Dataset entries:
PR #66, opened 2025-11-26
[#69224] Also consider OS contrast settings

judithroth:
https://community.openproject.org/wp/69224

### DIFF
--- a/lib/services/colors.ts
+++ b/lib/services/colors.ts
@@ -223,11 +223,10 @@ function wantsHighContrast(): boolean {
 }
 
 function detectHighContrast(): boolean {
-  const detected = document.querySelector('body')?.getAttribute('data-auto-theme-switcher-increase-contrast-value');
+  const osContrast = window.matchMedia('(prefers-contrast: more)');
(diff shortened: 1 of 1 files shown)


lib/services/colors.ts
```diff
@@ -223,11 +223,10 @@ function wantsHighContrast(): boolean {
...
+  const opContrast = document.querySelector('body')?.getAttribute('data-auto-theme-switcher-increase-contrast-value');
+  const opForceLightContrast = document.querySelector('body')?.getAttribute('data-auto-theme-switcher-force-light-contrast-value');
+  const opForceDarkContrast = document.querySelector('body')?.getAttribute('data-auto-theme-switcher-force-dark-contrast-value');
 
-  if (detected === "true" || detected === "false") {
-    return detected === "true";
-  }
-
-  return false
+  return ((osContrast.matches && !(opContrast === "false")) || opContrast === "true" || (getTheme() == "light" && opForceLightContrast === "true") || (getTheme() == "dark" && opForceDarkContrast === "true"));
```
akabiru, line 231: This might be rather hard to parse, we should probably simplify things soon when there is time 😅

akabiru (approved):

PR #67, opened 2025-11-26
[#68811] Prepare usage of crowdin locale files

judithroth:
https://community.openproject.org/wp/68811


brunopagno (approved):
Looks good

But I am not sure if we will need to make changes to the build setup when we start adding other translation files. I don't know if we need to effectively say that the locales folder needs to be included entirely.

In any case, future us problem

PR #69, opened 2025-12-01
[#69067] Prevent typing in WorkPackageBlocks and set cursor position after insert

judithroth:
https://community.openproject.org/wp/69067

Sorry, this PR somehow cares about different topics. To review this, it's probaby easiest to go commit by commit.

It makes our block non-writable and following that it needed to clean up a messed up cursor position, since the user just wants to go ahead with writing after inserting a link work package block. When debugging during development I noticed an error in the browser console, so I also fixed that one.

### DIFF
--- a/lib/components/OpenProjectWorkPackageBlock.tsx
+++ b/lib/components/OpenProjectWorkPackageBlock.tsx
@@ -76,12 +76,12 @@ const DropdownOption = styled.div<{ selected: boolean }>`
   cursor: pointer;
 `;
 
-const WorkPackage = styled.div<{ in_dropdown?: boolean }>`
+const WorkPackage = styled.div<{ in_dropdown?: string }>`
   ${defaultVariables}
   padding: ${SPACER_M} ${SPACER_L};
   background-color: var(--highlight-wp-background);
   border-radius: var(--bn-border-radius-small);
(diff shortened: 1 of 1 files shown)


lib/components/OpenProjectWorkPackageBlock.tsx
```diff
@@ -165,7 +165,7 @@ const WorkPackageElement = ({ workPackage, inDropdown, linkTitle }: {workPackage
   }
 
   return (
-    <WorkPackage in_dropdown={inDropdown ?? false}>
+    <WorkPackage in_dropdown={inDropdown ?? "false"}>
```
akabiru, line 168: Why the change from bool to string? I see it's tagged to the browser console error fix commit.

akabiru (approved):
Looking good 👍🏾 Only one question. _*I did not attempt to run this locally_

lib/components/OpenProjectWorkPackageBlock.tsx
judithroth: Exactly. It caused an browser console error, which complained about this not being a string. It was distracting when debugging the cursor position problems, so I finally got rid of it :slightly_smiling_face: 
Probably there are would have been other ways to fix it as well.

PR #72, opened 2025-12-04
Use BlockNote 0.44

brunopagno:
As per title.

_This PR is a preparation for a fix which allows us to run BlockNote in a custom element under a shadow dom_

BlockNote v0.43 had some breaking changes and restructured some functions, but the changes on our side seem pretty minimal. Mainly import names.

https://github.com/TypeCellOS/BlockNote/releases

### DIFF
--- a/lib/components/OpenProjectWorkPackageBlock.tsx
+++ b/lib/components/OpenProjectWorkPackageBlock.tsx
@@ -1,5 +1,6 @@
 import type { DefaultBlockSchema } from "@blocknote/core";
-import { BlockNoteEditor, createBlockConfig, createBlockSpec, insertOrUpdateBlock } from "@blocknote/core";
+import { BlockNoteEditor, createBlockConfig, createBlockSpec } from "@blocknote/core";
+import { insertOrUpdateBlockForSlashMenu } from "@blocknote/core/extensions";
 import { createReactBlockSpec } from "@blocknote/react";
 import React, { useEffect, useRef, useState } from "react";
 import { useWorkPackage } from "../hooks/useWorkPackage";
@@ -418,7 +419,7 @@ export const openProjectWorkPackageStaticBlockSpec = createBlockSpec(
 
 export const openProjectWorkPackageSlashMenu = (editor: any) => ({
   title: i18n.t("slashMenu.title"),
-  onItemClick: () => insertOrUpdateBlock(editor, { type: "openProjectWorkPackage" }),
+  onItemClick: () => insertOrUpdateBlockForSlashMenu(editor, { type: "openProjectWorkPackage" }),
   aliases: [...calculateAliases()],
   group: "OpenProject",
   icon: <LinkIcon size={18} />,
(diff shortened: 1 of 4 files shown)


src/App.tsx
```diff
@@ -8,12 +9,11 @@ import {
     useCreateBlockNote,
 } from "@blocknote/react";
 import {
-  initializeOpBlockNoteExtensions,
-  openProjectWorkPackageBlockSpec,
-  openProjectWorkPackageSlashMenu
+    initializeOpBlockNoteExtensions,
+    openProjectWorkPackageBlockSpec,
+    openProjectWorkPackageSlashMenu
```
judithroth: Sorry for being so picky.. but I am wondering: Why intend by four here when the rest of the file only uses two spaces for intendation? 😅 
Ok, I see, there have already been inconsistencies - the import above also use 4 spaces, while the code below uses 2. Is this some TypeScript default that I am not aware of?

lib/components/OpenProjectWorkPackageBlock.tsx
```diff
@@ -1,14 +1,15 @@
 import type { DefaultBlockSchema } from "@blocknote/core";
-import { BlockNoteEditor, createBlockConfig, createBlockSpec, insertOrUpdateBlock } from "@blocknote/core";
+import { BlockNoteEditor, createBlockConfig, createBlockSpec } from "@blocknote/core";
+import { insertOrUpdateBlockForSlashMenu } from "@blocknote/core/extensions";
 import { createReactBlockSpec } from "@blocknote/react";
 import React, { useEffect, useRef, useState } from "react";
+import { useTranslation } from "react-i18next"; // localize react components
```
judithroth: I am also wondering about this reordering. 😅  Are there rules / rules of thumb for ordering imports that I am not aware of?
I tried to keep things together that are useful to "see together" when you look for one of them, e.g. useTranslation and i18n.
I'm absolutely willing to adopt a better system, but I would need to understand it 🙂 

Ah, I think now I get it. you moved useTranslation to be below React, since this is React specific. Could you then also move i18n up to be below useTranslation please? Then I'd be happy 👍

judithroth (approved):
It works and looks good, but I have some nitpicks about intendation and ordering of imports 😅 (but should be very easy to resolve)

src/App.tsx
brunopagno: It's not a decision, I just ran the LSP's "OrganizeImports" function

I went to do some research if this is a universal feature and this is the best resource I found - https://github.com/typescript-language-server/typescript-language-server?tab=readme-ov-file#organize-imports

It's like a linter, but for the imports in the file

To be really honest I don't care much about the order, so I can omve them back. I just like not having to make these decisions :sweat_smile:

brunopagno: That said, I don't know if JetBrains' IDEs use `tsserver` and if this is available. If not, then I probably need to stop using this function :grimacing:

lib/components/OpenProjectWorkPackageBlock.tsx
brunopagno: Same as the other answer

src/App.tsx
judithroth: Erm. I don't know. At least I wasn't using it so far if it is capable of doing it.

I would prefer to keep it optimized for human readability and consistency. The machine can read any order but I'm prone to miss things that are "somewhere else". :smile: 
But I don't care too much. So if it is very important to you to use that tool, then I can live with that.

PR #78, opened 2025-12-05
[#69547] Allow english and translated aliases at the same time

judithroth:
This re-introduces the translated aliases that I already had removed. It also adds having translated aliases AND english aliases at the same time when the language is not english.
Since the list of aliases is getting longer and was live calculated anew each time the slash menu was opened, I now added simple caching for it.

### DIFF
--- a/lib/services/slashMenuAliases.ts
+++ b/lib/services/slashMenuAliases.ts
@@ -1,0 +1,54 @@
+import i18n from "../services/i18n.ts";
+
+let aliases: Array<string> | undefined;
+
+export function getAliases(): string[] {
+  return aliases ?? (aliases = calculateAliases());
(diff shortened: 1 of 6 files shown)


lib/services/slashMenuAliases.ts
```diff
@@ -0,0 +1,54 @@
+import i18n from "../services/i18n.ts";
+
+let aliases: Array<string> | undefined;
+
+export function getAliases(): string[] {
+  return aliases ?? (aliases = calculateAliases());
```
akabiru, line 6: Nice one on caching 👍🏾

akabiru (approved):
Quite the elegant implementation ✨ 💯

● **Work to be completed**
From the line containing "But I don't" down to the last line of the data, transcribe every line exactly; nothing else should appear.

● **Written response**
But I don't care too much. So if it is very important to you to use that tool, then I can live with that.

PR #78, opened 2025-12-05
[#69547] Allow english and translated aliases at the same time

judithroth:
This re-introduces the translated aliases that I already had removed. It also adds having translated aliases AND english aliases at the same time when the language is not english.
Since the list of aliases is getting longer and was live calculated anew each time the slash menu was opened, I now added simple caching for it.

### DIFF
--- a/lib/services/slashMenuAliases.ts
+++ b/lib/services/slashMenuAliases.ts
@@ -1,0 +1,54 @@
+import i18n from "../services/i18n.ts";
+
+let aliases: Array<string> | undefined;
+
+export function getAliases(): string[] {
+  return aliases ?? (aliases = calculateAliases());
(diff shortened: 1 of 6 files shown)


lib/services/slashMenuAliases.ts
```diff
@@ -0,0 +1,54 @@
+import i18n from "../services/i18n.ts";
+
+let aliases: Array<string> | undefined;
+
+export function getAliases(): string[] {
+  return aliases ?? (aliases = calculateAliases());
```
akabiru, line 6: Nice one on caching 👍🏾

akabiru (approved):
Quite the elegant implementation ✨ 💯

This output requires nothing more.